Лаборатория профессора Озии Фроутса больше всего напоминала кухню дорогого отеля. Чистые металлические столы, раковины, ряд шкафчиков, похожих на большие холодильники, и несколько приборов, которые, судя по их виду, предназначались для очень точных вычислений. Сам не знаю, что я ожидал увидеть: пока я собрался навестить Ози, шумиха в прессе, поднятая Мюрреем Брауном, нарисовала в умах публики очень красочную картину, так что я не удивился бы, обнаружив Ози в чем-то вроде гнезда безумного ученого из плохого фильма.
– Заходи, Симон. Ничего, что я на «ты»? Мы всегда были на «ты».
Ози – это имя он превратил из клички первокурсника-козерога в овеянное славой прозвище первоклассного футболиста.

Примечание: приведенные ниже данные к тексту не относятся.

PR #3920, opened 2021-02-01
Bugfix/editorial typeerror

chrisvanmook:


src/app/components/EditorialResults/EditorialResults.test.tsx
```diff
@@ -0,0 +1,186 @@
...
+import EditorialCard from '../EditorialCard/EditorialCard'
+import { toSpecialDetail } from '../../../store/redux-first-router/actions'
+
+jest.mock('../EditorialCard/EditorialCard', () => {
+  return jest.fn(() => <div data-testid="editorialCard" />)
+})
+
+describe('EditorialResults', () => {
+  beforeEach(() => {
+    jest.clearAllMocks()
```
jonkoops, line 17: Doesn't this happen automatically?

jonkoops (approved):

src/app/components/EditorialResults/EditorialResults.test.tsx
chrisvanmook: no it doesn't. i.e. it remembers how many times the component has been called before.

src/app/components/EditorialResults/EditorialResults.test.tsx
```diff
@@ -0,0 +1,186 @@
...
+    it('should set the correct props for publications', () => {
+      const props = {
+        ...defaultProps,
+        type: CmsType.Publication,
+        results: [{ ...result, type: CmsType.Publication }],
+      }
+
+      render(withAppContext(<EditorialResults {...props} />))
+
+      expect(EditorialCard).toHaveBeenNthCalledWith(
```
janjaap, line 139: It's not very important to check with which parameters the function component was called; more important is what is rendered. In the case of the `EditorialResults` component, the only thing that logically needs to be tested is how many component are rendered. You could render different `data-testid` attribute values for the different types to verify that an amount of card of a specific type has been rendered.

src/app/components/EditorialResults/EditorialResults.test.tsx
```diff
@@ -0,0 +1,186 @@
...
+    it('should set the correct props for specials', () => {
+      const props = {
+        ...defaultProps,
+        type: CmsType.Special,
+        results: [{ ...result, type: CmsType.Special }],
+      }
+
+      render(withAppContext(<EditorialResults {...props} />))
+
+      expect(EditorialCard).toHaveBeenNthCalledWith(
```
janjaap, line 167: Same here

src/app/components/EditorialResults/EditorialResults.tsx
```diff
@@ -49,12 +62,14 @@ const EditorialResults = ({
...
   return (
+    // @ts-ignore
     <EditorialCardContainer className={className}>
       {loading ? (
         <LoadingSpinner />
       ) : (
         <>
           {!hasLoadingError &&
+            results &&
             results.length > 0 &&
```
janjaap, line 73: Or just `results?.length`

src/app/components/EditorialResults/EditorialResults.tsx
```diff
@@ -49,12 +62,14 @@ const EditorialResults = ({
   const unauthorizedLabels = getUnauthorizedLabels(matchingErrors)
 
   return (
+    // @ts-ignore
```
janjaap, line 65: What needs to be ignored?

janjaap:
@chrisvanmook Create a ticket for this bug, please.

src/app/components/EditorialCard/EditorialCard.tsx
```diff
@@ -201,22 +202,21 @@ const MetaText = styled(Paragraph)`
...
   showContentType?: boolean
   highlighted?: boolean
 }
 
+export const EDITORIAL_CARD_TEST_ID = 'editorialCard'
+
 const EditorialCard: FunctionComponent<EditorialCardProps> = ({
   title,
-  description,
+  teaser,
```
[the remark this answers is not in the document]
chrisvanmook: Yes, they do. We only changed this field for no particular reason in the front-end so I've changed this not only to avoid confusion, but also because we could now pick the type from `CmsResultItem` instead of re-defining it.

src/app/components/EditorialCard/EditorialCard.tsx
```diff
@@ -227,11 +227,14 @@ const EditorialCard: FunctionComponent<EditorialCardProps> = ({
   highlighted = false,
   ...otherProps
 }) => {
+  if (!type) {
```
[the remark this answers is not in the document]
chrisvanmook: Could perhaps be `null` apparently, we never know what the API returns so best to play safe.

src/app/components/EditorialResults/EditorialResults.test.tsx
```diff
@@ -0,0 +1,186 @@
...
+import EditorialResults, { IMAGE_SIZE } from './EditorialResults'
+import { CMSResultItem } from '../../utils/useFromCMS'
+import { LOADING_SPINNER_TEST_ID } from '../LoadingSpinner/LoadingSpinner'
+import withAppContext from '../../utils/withAppContext'
+import EditorialCard from '../EditorialCard/EditorialCard'
+import { toSpecialDetail } from '../../../store/redux-first-router/actions'
+
+jest.mock('../EditorialCard/EditorialCard', () => {
+  return jest.fn(() => <div data-testid="editorialCard" />)
+})
```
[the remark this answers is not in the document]
chrisvanmook: Because I don't want to test logic in this component + now I can test what kind of props will be set on this component from `EditorialResults`

src/app/components/EditorialResults/EditorialResults.tsx
chrisvanmook: Apparently that still leaves TS errors...

src/app/components/EditorialResults/EditorialResults.tsx
chrisvanmook: An issue with styled-components causing a false positive TS error: https://github.com/Amsterdam/amsterdam-styled-components/issues/331

src/app/components/EditorialResults/EditorialResults.test.tsx
```diff
@@ -92,94 +102,157 @@ describe('EditorialResults', () => {
...
+          extensions: {
+            label: 'No access',
+            code: 'UNAUTHORIZED',
+          },
+        },
+      ],
+    }
+    const { getByTestId } = render(withAppContext(<EditorialResults {...props} />))
+
+    expect(getByTestId('auth-alert')).toBeDefined()
```
janjaap, line 126: To check if an element is actually rendered, you should be using
```jsx
expect(getByTestId('auth-alert')).toBeInTheDocument()
```
Using `toBeDefined()` can give false-positives, for instance when using `getAllByTestId()`, because it always returns a `NodeList` which is always defined.

src/app/components/EditorialResults/EditorialResults.test.tsx
```diff
@@ -92,94 +102,157 @@ describe('EditorialResults', () => {
...
+        {
+          message: 'Just an error',
+          path: ['articleSearch'],
+        },
+      ],
+    }
+    const { getByTestId } = render(withAppContext(<EditorialResults {...props} />))
+
+    expect(getByTestId(ERROR_MESSAGE_TEST_ID)).toBeDefined()
+    fireEvent.click(getByTestId(ERROR_MESSAGE_RELOAD_BUTTON_TEST_ID))
```
janjaap, line 146: You should verify, if possible, that `window.location.reload` hasn't been called prior to the `click` event

src/app/components/EditorialResults/EditorialResults.test.tsx
```diff
@@ -0,0 +1,259 @@
...
+      loading: false,
+      isOverviewPage: false,
+      type: CmsType.Article,
+      errors: [],
+    }
+    const { queryAllByTestId, rerender } = render(
+      withAppContext(<EditorialResults {...props} results={[]} />),
+    )
+
+    expect(queryAllByTestId('editorialCard')).toEqual([])
```
janjaap, line 76: `toHaveLength(0)`?

src/app/components/EditorialResults/EditorialResults.test.tsx
```diff
@@ -0,0 +1,259 @@
...
+
+    // Should render two cards
+    rerender(
+      withAppContext(<EditorialResults {...props} results={[result, { ...result, id: '2' }]} />),
+    )
+    expect(queryAllByTestId('editorialCard').length).toBe(2)
```
janjaap, line 82: `toHaveLength(2)`

src/app/components/EditorialResults/EditorialResults.tsx
```diff
@@ -71,16 +86,21 @@ const EditorialResults = ({
                 type,
               } = result
 
+              // Since it's possible that a result might not have a slug, we have to skip that one
+              if (!slug || !type) {
+                return null
+              }
```
janjaap, line 92: You could also filter the `results` array so that you don't need to return `null` explicitly

src/app/components/EditorialResults/EditorialResults.test.tsx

В те великие дни, когда он и Бум-Бум Глейзбрук блистали в университетской футбольной команде, болельщики любили выкрикивать речевку:
Ози Фроутс – молодец!
Выйдет в поле – всем капец!
Ози всех расплющит!
Ози Фроутс – лучший!
А если он получал травму на поле, чирлидерши во главе с его подружкой Попрыгуньей Пегги поднимали его на ноги протяжным кличем: «Да-вай, О-зи! Да-вай, О-О-О-ЗИ-И-И-И!!!» Все знали, что Ози – звезда не только футбола, но и биологии и очень большой человек в университете. Одному Богу и биологам известно, чем он занимался после получения диплома и стипендии Родса[51], но ректор упоминал его в числе прочих украшений университета. Приятно, что Ози меня еще помнит.
– Мюррей Браун все никак не успокоится.
– Да. Ты знаешь про вчерашний митинг у парламента? За сокращение грантов на образование. У некоторых были плакаты: «Долой дерьмо из университета». Это про меня. Я – излюбленный конек Мюррея.
– Так ты действительно работаешь с…
– Действительно. И это очень хорошо. Пора бы наконец кому-нибудь это понять. Боже, до чего глупы люди.